Items listed in a dataset
***

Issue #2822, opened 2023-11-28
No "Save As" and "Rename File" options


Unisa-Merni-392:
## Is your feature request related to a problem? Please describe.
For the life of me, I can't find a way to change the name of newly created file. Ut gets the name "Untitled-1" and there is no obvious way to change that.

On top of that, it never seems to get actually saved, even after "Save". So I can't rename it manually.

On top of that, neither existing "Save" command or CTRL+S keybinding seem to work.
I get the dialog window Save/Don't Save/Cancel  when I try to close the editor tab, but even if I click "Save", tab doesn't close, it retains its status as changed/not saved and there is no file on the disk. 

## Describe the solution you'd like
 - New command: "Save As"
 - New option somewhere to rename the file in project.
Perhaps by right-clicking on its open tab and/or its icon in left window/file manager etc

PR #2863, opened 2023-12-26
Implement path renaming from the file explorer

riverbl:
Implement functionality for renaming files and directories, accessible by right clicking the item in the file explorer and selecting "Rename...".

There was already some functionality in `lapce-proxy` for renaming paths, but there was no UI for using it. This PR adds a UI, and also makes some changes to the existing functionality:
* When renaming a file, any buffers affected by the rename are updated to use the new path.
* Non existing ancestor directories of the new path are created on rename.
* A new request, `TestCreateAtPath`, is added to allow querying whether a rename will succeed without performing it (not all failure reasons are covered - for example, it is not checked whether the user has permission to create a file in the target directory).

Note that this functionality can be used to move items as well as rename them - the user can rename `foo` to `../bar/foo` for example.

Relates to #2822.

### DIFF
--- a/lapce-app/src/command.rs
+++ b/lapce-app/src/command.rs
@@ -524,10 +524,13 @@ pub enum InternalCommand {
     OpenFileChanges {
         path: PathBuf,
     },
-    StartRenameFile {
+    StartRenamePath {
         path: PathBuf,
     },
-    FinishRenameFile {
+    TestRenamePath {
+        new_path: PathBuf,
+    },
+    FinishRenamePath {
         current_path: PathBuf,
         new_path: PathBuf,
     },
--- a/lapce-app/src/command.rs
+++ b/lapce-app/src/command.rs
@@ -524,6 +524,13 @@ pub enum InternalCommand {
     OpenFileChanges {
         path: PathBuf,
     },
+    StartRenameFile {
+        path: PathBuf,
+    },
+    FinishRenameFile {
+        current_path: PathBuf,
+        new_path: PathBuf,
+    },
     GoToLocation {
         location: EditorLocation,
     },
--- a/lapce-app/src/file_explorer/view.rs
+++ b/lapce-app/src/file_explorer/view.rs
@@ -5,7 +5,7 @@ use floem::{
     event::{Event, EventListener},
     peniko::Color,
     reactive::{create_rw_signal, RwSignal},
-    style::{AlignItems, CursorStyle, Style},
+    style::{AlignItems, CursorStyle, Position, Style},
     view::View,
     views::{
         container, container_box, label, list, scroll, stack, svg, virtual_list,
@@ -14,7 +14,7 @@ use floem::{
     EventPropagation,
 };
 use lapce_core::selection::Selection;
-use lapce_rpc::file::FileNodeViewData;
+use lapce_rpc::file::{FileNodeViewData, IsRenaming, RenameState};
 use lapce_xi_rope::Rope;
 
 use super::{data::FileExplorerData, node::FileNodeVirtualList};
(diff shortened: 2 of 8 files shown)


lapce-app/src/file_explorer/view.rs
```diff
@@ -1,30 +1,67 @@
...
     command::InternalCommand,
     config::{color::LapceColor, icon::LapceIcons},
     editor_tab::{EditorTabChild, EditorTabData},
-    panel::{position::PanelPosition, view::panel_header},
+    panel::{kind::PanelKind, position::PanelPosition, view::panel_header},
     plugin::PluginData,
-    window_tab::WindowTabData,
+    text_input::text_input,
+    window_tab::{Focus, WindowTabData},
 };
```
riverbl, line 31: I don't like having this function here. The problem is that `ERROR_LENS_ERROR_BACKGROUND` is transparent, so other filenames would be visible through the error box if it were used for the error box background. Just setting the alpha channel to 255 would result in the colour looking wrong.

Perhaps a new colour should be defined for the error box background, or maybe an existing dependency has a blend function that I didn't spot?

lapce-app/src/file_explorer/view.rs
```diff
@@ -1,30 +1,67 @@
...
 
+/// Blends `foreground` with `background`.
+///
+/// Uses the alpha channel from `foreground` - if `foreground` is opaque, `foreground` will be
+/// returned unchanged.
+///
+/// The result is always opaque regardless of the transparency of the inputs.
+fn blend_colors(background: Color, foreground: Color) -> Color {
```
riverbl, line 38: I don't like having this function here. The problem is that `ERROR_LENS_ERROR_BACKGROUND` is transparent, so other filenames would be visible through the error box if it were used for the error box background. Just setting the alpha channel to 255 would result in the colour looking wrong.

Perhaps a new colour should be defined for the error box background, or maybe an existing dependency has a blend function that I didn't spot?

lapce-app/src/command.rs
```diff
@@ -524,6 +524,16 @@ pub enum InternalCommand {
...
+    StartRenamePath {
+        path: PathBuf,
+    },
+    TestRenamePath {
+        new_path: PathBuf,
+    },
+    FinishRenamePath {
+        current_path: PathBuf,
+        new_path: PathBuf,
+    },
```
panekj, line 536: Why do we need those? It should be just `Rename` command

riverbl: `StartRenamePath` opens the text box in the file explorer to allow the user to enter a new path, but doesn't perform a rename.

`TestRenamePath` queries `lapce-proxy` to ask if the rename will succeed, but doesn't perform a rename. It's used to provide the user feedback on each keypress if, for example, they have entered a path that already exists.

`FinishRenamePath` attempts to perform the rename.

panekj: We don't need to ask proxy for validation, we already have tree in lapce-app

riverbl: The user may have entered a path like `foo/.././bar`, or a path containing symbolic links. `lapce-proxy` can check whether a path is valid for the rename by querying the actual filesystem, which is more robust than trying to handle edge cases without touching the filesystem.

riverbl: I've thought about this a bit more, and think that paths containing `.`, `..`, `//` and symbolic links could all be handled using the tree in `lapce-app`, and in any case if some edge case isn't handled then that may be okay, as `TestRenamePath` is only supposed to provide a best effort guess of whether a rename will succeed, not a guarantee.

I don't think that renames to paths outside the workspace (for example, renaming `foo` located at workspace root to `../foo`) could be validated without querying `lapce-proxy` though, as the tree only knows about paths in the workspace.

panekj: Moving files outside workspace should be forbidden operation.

***

_Action item:_
Copy each line above that contains the word "clicking".

_Written solution:_
Perhaps by right-clicking on its open tab and/or its icon in left window/file manager etc
Implement functionality for renaming files and directories, accessible by right clicking the item in the file explorer and selecting "Rename...".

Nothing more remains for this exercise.